Escaping “Chicken Harbour”

Publish Date: Sunday, January 25, 2009
Location:  Rum Cay, Bahamas

Elizabeth Harbour in Georgetown (at the south end of the Exumas) is a
beautiful and special place for cruisers. Every winter, hundreds of
cruising boats arrive in the harbour and create a temporary, transient
community in the warm, protected anchorages of Elizabeth Harbour. On the
east shore is “chat ‘n’ chill beach”, where cruisers congregate daily to
play volleyball, walk on the beach, tell fish stories, down a Kalik or
two, and generally hang out. Every morning at 7am there is a community
cruisers net on the VHF radio, and every Sunday there is “beach church”
at chat ‘n’ chill beach. Georgetown itself, on the west short of
Elizabeth Harbour, is a bustling settlement with grocery stores, marine
outfitters, beauty salons, gas stations, an airport, Internet
connectivity, and small hotels. You can see the steady stream of dingys
zipping across the harbour every day to do some provisioning or fulfill
some other need that Georgetown can meet. The whole thing is quite a
phenomenon, and it would be easy to stay there all winter, and many
people do.

For many cruisers Georgetown is the terminus of their cruising goals,
and they stay there all winter before heading back to the U.S. in the
spring.
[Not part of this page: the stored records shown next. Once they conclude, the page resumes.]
PR #738, opened 2026-07-02
Add readonly EKS example with kvisor

jakubsolecki:
The example covers Kvisor with storage metrics enabled, but can be expanded to include other monitoring features.

---
### What changed
Adds a new Terraform example under `examples/eks/eks_cluster_readonly_kvisor/` that demonstrates how to onboard an existing EKS cluster to CAST AI in read-only mode and install the CAST AI Kvisor component to collect storage metrics. Also adds `.kimchi/` to `.gitignore`.

### Why
Provides a ready-to-use reference configuration for users who want to run CAST AI in read-only mode (Phase 1) while enabling Kvisor storage metrics collection via IRSA.

### Key changes
- **`examples/eks/eks_cluster_readonly_kvisor/castai.tf`** — Configures `castai_eks_cluster` for read-only onboarding, deploys the `castai-agent` Helm chart, creates an IRSA IAM role with `ec2:DescribeVolumes` permission, and deploys the `castai-kvisor` Helm chart with storage metrics enabled.
- **`examples/eks/eks_cluster_readonly_kvisor/providers.tf`** — Configures the `aws`, `castai`, `kubernetes`, and `helm` providers, including EKS `get-token` exec authentication.
- **`examples/eks/eks_cluster_readonly_kvisor/variables.tf`** — Defines input variables for `cluster_name`, `cluster_region`, `castai_api_token`, `castai_api_url`, and `kvisor_grpc_addr`.
- **`examples/eks/eks_cluster_readonly_kvisor/versions.tf`** — Pins required provider versions (`helm ~> 3.0`, `aws ~> 6.0`) and sets Terraform `>= 1.3.2`.
- **`examples/eks/eks_cluster_readonly_kvisor/terraform.tfvars.example`** — Provides placeholder values for required variables.
- **`examples/eks/eks_cluster_readonly_kvisor/README.MD`** — Documents prerequisites, configuration order, usage steps, and variable descriptions.
- **`.gitignore`** — Adds `.kimchi/` to the ignore list.

### Impact
No breaking changes. These are additive documentation/example files plus a minor `.gitignore` update.

### DIFF
--- a/examples/eks/eks_cluster_readonly_kvisor/castai.tf
+++ b/examples/eks/eks_cluster_readonly_kvisor/castai.tf
@@ -1,0 +1,155 @@
+# Connect existing EKS cluster to CAST AI in read-only mode and install Kvisor for storage metrics.
+
+data "aws_caller_identity" "current" {}
+
+data "aws_eks_cluster" "existing_cluster" {
+  name = var.cluster_name
+}
+
+data "aws_iam_openid_connect_provider" "eks" {
+  url = data.aws_eks_cluster.existing_cluster.identity[0].oidc[0].issuer
+}
+
+locals {
+  oidc_issuer = trimprefix(data.aws_eks_cluster.existing_cluster.identity[0].oidc[0].issuer, "https://")
+}
+
+# Configure EKS cluster connection to CAST AI in read-only mode.
+resource "castai_eks_cluster" "this" {
+  account_id = data.aws_caller_identity.current.account_id
+  region     = var.cluster_region
+  name       = var.cluster_name
+}
+
+resource "helm_release" "castai_agent" {
+  name             = "castai-agent"
+  repository       = "https://castai.github.io/helm-charts"
+  chart            = "castai-agent"
+  namespace        = "castai-agent"
+  create_namespace = true
+  cleanup_on_fail  = true
+
+  set = concat(
+    [
+      {
+        name  = "provider"
+        value = "eks"
+      },
+      {
+        # Required until https://github.com/castai/helm-charts/issues/135 is fixed.
+        name  = "createNamespace"
+        value = "false"
+      },
+    ],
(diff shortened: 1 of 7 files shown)


examples/eks/eks_cluster_readonly_kvisor/castai.tf
```diff
@@ -0,0 +1,155 @@
+# Connect existing EKS cluster to CAST AI in read-only mode and install Kvisor for storage metrics.
```
RomanMelnyk113, line 1: I'm thinking as this is named as general kvisor example, but here we specify that we enabling storage metrics, maybe we then should rename example title to explicitly set storage in name?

For us and others, however, Georgetown is a temporary place to
stop and re-provision before setting out for other destinations. It is
for this group of cruisers that Georgetown has become known as “chicken
harbour”. When you leave Georgetown, you are entering a patch of
cruising ground known as “the thorny patch” because of the weather and
the seas. You’re also exiting the relative safety and ease of cruising
on the Bahama Bank, and heading out into the Atlantic Ocean. Georgetown
is such a relaxing and pleasant place to spend time, and the cruising
beyond can be so taxing, that some people have a hard time moving on. I
met one gentleman who said he stopped in Georgetown for a week twelve
years ago, and he’s still there!

Yesterday we made our escape from chicken harbour, cruising to Rum Cay,
Bahamas, which is about 50 miles from our anchorage in Elizabeth
Harbour. And while that doesn’t seem like very far, it includes about 25
miles in the open ocean when crossing from the northern tip of Long
Island to Rum Cay. This meant we had to keep a close eye on the weather
for the several days before our departure, and choose our weather window
wisely. A couple months ago we would not even have known what to look
for, but this week we felt pretty confident that we could predict the
conditions and make a safe passage. We were rewarded with relatively
calm seas, and a beautiful cruise. We still have a lot to learn about
the weather, and how to predict the seas that it will produce, but our
current skills at least allowed us to escape chicken harbour!